Recreating the Silk Road, for trade and tourism
Geneva (AsiaNews Agencies) - The transportation ministers of 19 countries of Europe and Asia met in Geneva on February 19 and agreed on 43 billion dollars in projects to restore the ancient Silk Road and other roads, and to link the two continents from the Mediterranean Sea to the far east. The new system will incorporate roads, railways, and waterways, to foster rapid growth in trade.
Today transportation, especially commercial transportation, is blocked by dilapidated roads, insufficient railways, complicated border controls, and congested ports. Now 19 countries - including China, Russia, Iran, Turkey, and countries of central Asia - have pledged to improve land routes with 230 projects to be completed by 2014. Each country will have to refurbish the transportation system in its own territory.

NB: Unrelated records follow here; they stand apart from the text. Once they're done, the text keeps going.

PR #4957, opened 2023-01-20
Explicitly use n* version of vsnprintf

pow2clk:
Newest clang makes use of older version a warning, which we get as an error


tools/clang/lib/Parse/HLSLRootSignature.cpp
```diff
@@ -530,7 +530,7 @@ HRESULT RootSignatureParser::Error(uint32_t uErrorNum, LPCSTR pError, ...)
     va_list Args;
     char msg[512];
     va_start(Args, pError);
-    vsprintf_s(msg, pError, Args);
+    vsnprintf_s(msg, _countof(msg), pError, Args);
```
python3kgae, line 533: So the size will always be 512?

python3kgae (approved):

Barry Cable, an official of the United Nations, which is supporting the project, comments that it is "a revitalisation, a rebirth of the Silk Road system, which will provide an opportunity not only for the land-locked countries of Central Asia and Eastern Europe, but for the more distant areas away from the sea to benefit from much better transport connections". Many of these countries are now at the edges of global commerce. The transportation network will also foster tourism, which continues to grow: for example, there were more than 420,000 visitors to Bukhara in Uzbekistan in 2006.
The ancient Silk Road connected the Roman empire with the Chinese empire 2,000 years ago, permitting commercial trade between faraway lands, and bringing prosperity to the countries along the road.
Rebuilding the road has been discussed since the collapse of the Soviet Union in the 1990's. But it is the first time that concrete projects have been discussed. The World Bank will finance the work.